**WHAT TO DO:** Copy exactly, please, the line that has "rekmarks, line 111: This" in it along with every line after it to the end of the listing.

━━━ INPUT MATERIAL

PR #229, opened 2022-02-07
Snap Runtime Management refactor

### LINKED ISSUE #208: Refactor proposal: Make an object to represent a single snap
The `SnapsController` (and execution environment services) has a series of maps that each point to the snaps that it manages.

This means when we want to do things like unregister event listeners, we end up going down each of these maps, and unsetting them, and in general it means that data that really is per-snap is sprawled across the code that applies to the entire snap controller.

I think there is a cleanup/refactor we could do where we create a `Snap` class that represents a single initialized snap. This would allow us to keep initialization and teardown steps very neatly isolated to the object being handled, and makes it easier to make further changes to our model (for example, if we decide to initialize a snap per persona).

This isn't urgent, but it's a refactor that I've consistently found myself wanting.

FrederikBolding:
Combines the several maps used to keep track of information in `SnapsController` into a single map.

Closes #208

### DIFF
--- a/packages/controllers/src/snaps/SnapController.ts
+++ b/packages/controllers/src/snaps/SnapController.ts
@@ -108,6 +108,10 @@ export type Snap = {
   version: string;
 };
 
+/**
+ * A wrapper type for any data stored during runtime of Snaps.
+ * It is not persisted in state as it contains non-serializable data and is only relevant for the current session.
+ */
 export interface SnapRuntimeData {
   /**
    * RPC handler designated for the Snap
@@ -117,7 +121,7 @@ export interface SnapRuntimeData {
     | ((origin: string, request: Record<string, unknown>) => Promise<unknown>);
 
   /**
-   * A timestamp for the last time the Snap received an RPC request
+   * A Unix timestamp for the last time the Snap received an RPC request
    */
   lastRequest: null | number;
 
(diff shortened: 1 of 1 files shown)


packages/controllers/src/snaps/SnapController.ts
```diff
@@ -396,18 +415,12 @@ export class SnapController extends BaseController<
    * A {@link Map} of Snap IDs and the Unix timestamp of the most recent RPC
    * request received by the Snap.
    */
```
rekmarks, line 417: This docstring should be deleted.

packages/controllers/src/snaps/SnapController.ts
```diff
@@ -108,6 +108,25 @@ export type Snap = {
   version: string;
 };
 
+export interface SnapRuntimeData {
```
rekmarks, line 111: This could use a docstring explaining why it exists and why we don't keep it in state.

rekmarks (changes requested):
Looks good! Just a couple of comment-related requests.

packages/controllers/src/snaps/SnapController.ts
FrederikBolding: Done!

packages/controllers/src/snaps/SnapController.ts
FrederikBolding: Done!

rekmarks (approved):
LGTM!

━━━━━━

**RESPONSE:**
rekmarks, line 111: This could use a docstring explaining why it exists and why we don't keep it in state.

rekmarks (changes requested):
Looks good! Just a couple of comment-related requests.

packages/controllers/src/snaps/SnapController.ts
FrederikBolding: Done!

packages/controllers/src/snaps/SnapController.ts
FrederikBolding: Done!

rekmarks (approved):
LGTM!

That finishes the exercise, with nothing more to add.